WHAT IS REQUIRED: Taking the first line of the listing as the start and the line containing "I added NEW" as the end, reproduce everything in between exactly, both ends included.

PROVIDED MATERIAL:

PR #5120, opened 2021-04-20
Add badge for new content in courses

### LINKED ISSUE #4792: "New"/"Updated" indicators for course modules
Allow for a "New" badge to distinguish newly added modules in web.dev Courses, and "Updated" badge for updated modules.

devnook:
Fixes #4792

### DIFF
--- a/src/site/_data/i18n/courses.yml
+++ b/src/site/_data/i18n/courses.yml
@@ -3,6 +3,3 @@ learn_css:
     en: Learn CSS!
   description:
     en: "Let’s gleefully breakdown complex aspects of CSS into digestible episodes covering everything from accessibility to z-index."
-
-new:
-  en: new
--- a/src/site/_data/i18n/courses.yml
+++ b/src/site/_data/i18n/courses.yml
@@ -3,3 +3,6 @@ learn_css:
     en: Learn CSS!
   description:
     en: "Let’s gleefully breakdown complex aspects of CSS into digestible episodes covering everything from accessibility to z-index."
+
+new:
+  en: new
--- a/src/styles/components/_drawer-course.scss
+++ b/src/styles/components/_drawer-course.scss
@@ -72,6 +72,17 @@
       background: $BLUE_50;
       color: $WEB_PRIMARY_COLOR;
     }
+
+    &[data-new='true']::after {
+      align-self: normal;
+      background: $WEB_PRIMARY_COLOR;
+      border-radius: 50%;
+      content: '';
+      display: inline-block;
+      height: 0.5em;
+      margin-left: 0.2em;
+      width: 0.5em;
+    }
   }
 
   &__link-counter {
--- a/src/styles/components/_drawer-course.scss
+++ b/src/styles/components/_drawer-course.scss
@@ -72,27 +72,6 @@
       background: $BLUE_50;
       color: $WEB_PRIMARY_COLOR;
     }
-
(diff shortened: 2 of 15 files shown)


robdodson:
This looks good. I sent a quick email to Jiwoong and Una/Adam to get their thoughts. Folks may request that we add the word `New` to the badge, but that's the only thing that popped to mind for me.

devnook:
I added NEW keyword and updated dot, as per design discussion.

src/styles/components/_drawer-course.scss
```diff
@@ -82,6 +82,19 @@
...
+
+    &::after {
+      display: inline-block;
+      height: 0.5em;
+      margin-left: 0.6em;
+    }
+
+    &[data-badge='new']::after {
+      color: $WEB_PRIMARY_COLOR;
+      content: 'NEW';
```
robdodson, line 94: Could we use https://developer.mozilla.org/en-US/docs/Web/CSS/attr() to set the content here? Maybe the markup would look like:

```
<a data-new data-new-label="{{ 'i18n.courses.new' | i18n(locale) }}">
```

test/unit/src/site/_filters/is-new-content.js
```diff
@@ -0,0 +1,22 @@
+const assert = require('assert');
```
robdodson, line 1: yay tests!

src/site/_data/i18n/courses.yml
```diff
@@ -3,3 +3,6 @@ learn_css:
     en: Learn CSS!
   description:
     en: "Let’s gleefully breakdown complex aspects of CSS into digestible episodes covering everything from accessibility to z-index."
+
+new:
+  en: new
```
robdodson, line 8: maybe we should put this in i18n.common since it seems like something we may use elsewhere on the site

robdodson:
From a UX perspective, it feels like the New badge should be hidden after I visit a module.

image

Could we update the css so if something is completed by the user it hides the new badge?

src/styles/components/_drawer-course.scss
devnook: done

src/site/_data/i18n/courses.yml
devnook: done

devnook:
PTAL

robdodson (approved):

robdodson (changes requested):
There was a merge conflict so I pulled the PR down to rebase it and now I'm noticing some small things that need fixing.

robdodson:
Ok this started as a small change and become something bigger 😅  Initially I was just doing a rebase and wanted to fix the background color on the links, but then I noticed there was a lot of FOUC because an element will render the `NEW` badge and then remove it when the completed attribute is set. It looked a bit odd so I decided to see if we could fix it by inlining the element.

So the changes are:

- Adds an `inlinePageScripts` njk property. This lets a layout inline custom elements if they need to render to avoid FOUC
- Refactors the course-links element so it doesn't have any dependencies. Instead we inline it so it can set attributes on its children during initial render and avoid FOUC.
- Adds analytics to course-links so it will fire for every 10% that a user has completed.
- Adds a course key to the course_progress localstorage so it can support multiple courses.

MichaelSolati (approved):

devnook (commented):
lgtm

RESPONSE BOX:
PR #5120, opened 2021-04-20
Add badge for new content in courses

### LINKED ISSUE #4792: "New"/"Updated" indicators for course modules
Allow for a "New" badge to distinguish newly added modules in web.dev Courses, and "Updated" badge for updated modules.

devnook:
Fixes #4792

### DIFF
--- a/src/site/_data/i18n/courses.yml
+++ b/src/site/_data/i18n/courses.yml
@@ -3,6 +3,3 @@ learn_css:
     en: Learn CSS!
   description:
     en: "Let’s gleefully breakdown complex aspects of CSS into digestible episodes covering everything from accessibility to z-index."
-
-new:
-  en: new
--- a/src/site/_data/i18n/courses.yml
+++ b/src/site/_data/i18n/courses.yml
@@ -3,3 +3,6 @@ learn_css:
     en: Learn CSS!
   description:
     en: "Let’s gleefully breakdown complex aspects of CSS into digestible episodes covering everything from accessibility to z-index."
+
+new:
+  en: new
--- a/src/styles/components/_drawer-course.scss
+++ b/src/styles/components/_drawer-course.scss
@@ -72,6 +72,17 @@
       background: $BLUE_50;
       color: $WEB_PRIMARY_COLOR;
     }
+
+    &[data-new='true']::after {
+      align-self: normal;
+      background: $WEB_PRIMARY_COLOR;
+      border-radius: 50%;
+      content: '';
+      display: inline-block;
+      height: 0.5em;
+      margin-left: 0.2em;
+      width: 0.5em;
+    }
   }
 
   &__link-counter {
--- a/src/styles/components/_drawer-course.scss
+++ b/src/styles/components/_drawer-course.scss
@@ -72,27 +72,6 @@
       background: $BLUE_50;
       color: $WEB_PRIMARY_COLOR;
     }
-
(diff shortened: 2 of 15 files shown)


robdodson:
This looks good. I sent a quick email to Jiwoong and Una/Adam to get their thoughts. Folks may request that we add the word `New` to the badge, but that's the only thing that popped to mind for me.

devnook:
I added NEW keyword and updated dot, as per design discussion.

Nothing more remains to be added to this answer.